We agree with Juluri et al. in that we misinterpreted the data from the study of Marshall et al.5 in concluding a superiority of PEG over NaP preparation, whereas the analysis of Juluri et al.1 considers that the two cleansing methods were equivalent. On the other hand, their data extraction from the trial by Henderson et al.4 shows NaP as being equivalent to PEG, but in Table 3 of the original publication, this was only true for the ‘remainder colon overall’, whereas PEG preparation was significantly better for the right colon. Moreover, from the RCT of Thomson et al.,7 Juluri et al.1 conclude that NaP gave a better preparation quality than 4-L PEG, but in the original publication the colonoscopist assessment found no difference in quality in general (Figure 3 of the article), which was not significantly different overall (P = 0.8), for amount of residual fluid (P = 0.06) and for residual stool (P = 0.9).
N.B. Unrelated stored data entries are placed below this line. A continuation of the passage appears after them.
PR #581, opened 2024-02-29
[edpm_nova]Remove cert copy task

gibizer:
The cert management is moved to a separate role by #525 but a rebase
mistake in ca102fc reintroduced the task to the nova role.

### DIFF
--- a/roles/edpm_nova/tasks/configure.yml
+++ b/roles/edpm_nova/tasks/configure.yml
@@ -120,23 +120,6 @@
     owner: nova
     group: nova
 
-- name: Copy TLS files to the compute node
-  tags:
-    - configure
-    - nova
-  become: true
-  loop:
-    - {"src": "{{ edpm_nova_certs_src }}/{{ inventory_hostname }}-tls.crt", "dest": "{{ edpm_nova_certs_dest }}/tls.crt"}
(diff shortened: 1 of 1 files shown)


SeanMooney (approved):
i mentioned this on slack but the nova role will need to have tasks to copy the certs into the correct place and this was a best efferort by ade to try and do that. it didn't actually work end to end and did not have test coverage so it has been broken at some point

we can remove this for now as i will need to reimplemt this from scratch in the near future.

but just for clarity there is an expectation that we will have a task like this in the future in this task file when we add support for tlse for nova

gibizer:
> i mentioned this on slack but the nova role will need to have tasks to copy the certs into the correct place and this was a best efferort by ade to try and do that. it didn't actually work end to end and did not have test coverage so it has been broken at some point
> 
> we can remove this for now as i will need to reimplemt this from scratch in the near future.
> 
> but just for clarity there is an expectation that we will have a task like this in the future in this task file when we add support for tlse for nova

As I wrote in the commit message Ade's intention was to remove this task it just reintroduce by an unrelated commit that was rebased badly. I agree that we need TLS functionality, but that will be done independently

SeanMooney:
actuuly looking at your refenced commit this was likely a rebase artefact although ti does not change the fact that its broken and should be removed and then replaced with a tested working version in a future pr

SeanMooney:
check-rdo baremetal job failed.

So, what is the final position? First, we need to be careful when data are extracted for meta-analysis, especially when the data have not been expressed in exactly the same way. Secondly, we cannot conclude at present that a particular bowel preparation gives a better quality result, despite recent meta-analyses as these are both imperfect. Thirdly, besides the quality of bowel preparation, we also need to consider acceptability issues. Acceptability is very difficult to measure and preparation quality is affected if only half of the product is taken. Finally, given the older patient population, we need to pay attention to adverse effects, especially regarding impairment of renal function and we need more information about this comorbidity and about medication that might have a toxic synergy with NaP.
To conclude, do we need to carry out a fourth meta-analysis to determine which meta-analysis and conclusion are correct? While acknowledging the rigour of the study of Juluri et al. in including only the trials that followed the approved dosages, we all know that in actual everyday practice, different kinds of preparation protocols are used (such as split doses, low residue diets 2–3 days before the procedure, or exclusively liquid diets 1 day before colonoscopy), and that currently other PEG formulations are available with reduced quantities (2 L) that give similar results to 4-L PEG or the two-dose NaP regimen, and finally that NaP preparation is also available as 32 tablets.
Colonoscopy screenees demand a ‘light’ preparation, but this cannot be allowed to impair the quality of the examination, increasing the polyp miss rates. However, it is pointless to provide a full-dose bowel preparation that will not all be used because the screenee will not accept it. Ultimately, the best comparison today would not be another meta-analysis comparing small volume PEG (2L) associated to ascorbic acid versus NaP tablets but a comparison of small volume PEG to picosulfate–citrate magnesium (PCSM) formulation. This comparison was done in one RCT.8
Declaration of personal interests: D Heresbach was a medical expert for Bayer Santé familial in 2009. C Boustière belonged to the French scientific board for the annual AstraZeneca France symposium in 2008 and 2009. D Heresbach and C Boustière belong to the French Norgine Board for the year 2010. Declaration of funding interests: None.